### Raw data
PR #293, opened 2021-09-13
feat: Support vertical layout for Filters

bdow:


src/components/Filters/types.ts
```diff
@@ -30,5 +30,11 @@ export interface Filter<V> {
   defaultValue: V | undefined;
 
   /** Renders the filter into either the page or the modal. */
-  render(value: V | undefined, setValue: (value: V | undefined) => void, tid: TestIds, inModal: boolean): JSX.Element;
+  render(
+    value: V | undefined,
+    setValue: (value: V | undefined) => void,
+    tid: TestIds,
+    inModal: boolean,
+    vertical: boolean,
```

### Problem to work on
Counting only lines that contain "undefined", what is the total for the entries above? Give the number alone.

### Finished exercise
4